START DATA RECORDS

PR #136, opened 2019-05-20
Boost 1.70 support

### LINKED ISSUE #134: Boos 1.70 compatibility
Currently OZO does not support Boost 1.70 and this is no good.

JonasProgrammer:
Fixups for Boost 1.70 (which are downwards compatible to boost 1.67):
* updated `resourece_pool` (likely has to be re-based back to the ancestor repository)
* use `get_executor().context()` instead of deprecated/removed `get_io_context()`
* fix `test_asio.h` to always have an executor to make io context retrieval work

Fixes #134

### DIFF
--- a/include/ozo/connection.h
+++ b/include/ozo/connection.h
@@ -434,7 +434,7 @@ inline decltype(auto) get_socket(T&& conn) noexcept {
 template <typename T>
 inline decltype(auto) get_io_context(T& conn) noexcept {
     static_assert(Connection<T>, "T must be a Connection");
-    return get_socket(conn).get_io_context();
+    return get_socket(conn).get_executor().context();
 }
 
 /**
--- a/tests/test_asio.h
+++ b/tests/test_asio.h
@@ -59,6 +59,9 @@ struct execution_context : asio::execution_context {
         executor_type(executor_mock& impl, execution_context& context)
         : impl_(&impl), context_(&context){}
 
+        explicit executor_type(execution_context& context)
+        : context_(&context){}
+
         execution_context& context() const noexcept {
             return *context_;
         }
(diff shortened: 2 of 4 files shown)


include/ozo/connection.h
```diff
@@ -433,7 +433,11 @@ inline decltype(auto) get_socket(T&& conn) noexcept {
 template <typename T>
 inline decltype(auto) get_io_context(T& conn) noexcept {
     static_assert(Connection<T>, "T must be a Connection");
+#if BOOST_VERSION < 106700
     return get_socket(conn).get_io_context();
+#else
+    return get_socket(conn).get_executor().context();
+#endif
```
thed636: Looks like this condition is not needed, because in Boost 1.66  `boost::asioposix::stream_descriptor::get_executor()` [already exists](https://www.boost.org/doc/libs/1_70_0/doc/html/boost_asio/reference/posix__basic_stream_descriptor/get_executor.html), so it can be used safely.

tests/test_asio.h
```diff
@@ -69,19 +72,27 @@ struct execution_context : asio::execution_context {
...
 
         template <typename Function>
         void defer(Function&& f, std::allocator<void>) const {
+            assert_has_impl();
             return impl_->defer(wrap_shared(std::forward<Function>(f)));
         }
 
+        void assert_has_impl() const {
+            if (!impl_)
+                throw std::logic_error("ozo::testing::execution_context::executor_type::assert_impl() no executor mock");
```
thed636, line 93: Could you please place curly braces for if statement, like in project. The rationale for this are:
- changes inside `if ()` statement scope will not affect statement itself, so the history of the project will be more clear,
- sometimes weird  things like `if();` and similar are happened, so the braces help to avoid such thing.

thed636 (changes requested):
Thanks for the PR!

To make your first PR legally acceptable it is needed to add you into the [AUTHORS](https://github.com/yandex/ozo/blob/master/AUTHORS). The string with your name and e-mail would mean that you're agree with text on first two strings. It is necessary since the project is in the Yandex's  organisation.

thed636 (dismissed):

thed636 (dismissed):

thed636 (approved):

END DATA RECORDS

- **TO DO**
Looking at the records above, which lines contain "braces"? Copy those lines.

- **ANSWER BELOW**
thed636, line 93: Could you please place curly braces for if statement, like in project. The rationale for this are:
- sometimes weird  things like `if();` and similar are happened, so the braces help to avoid such thing.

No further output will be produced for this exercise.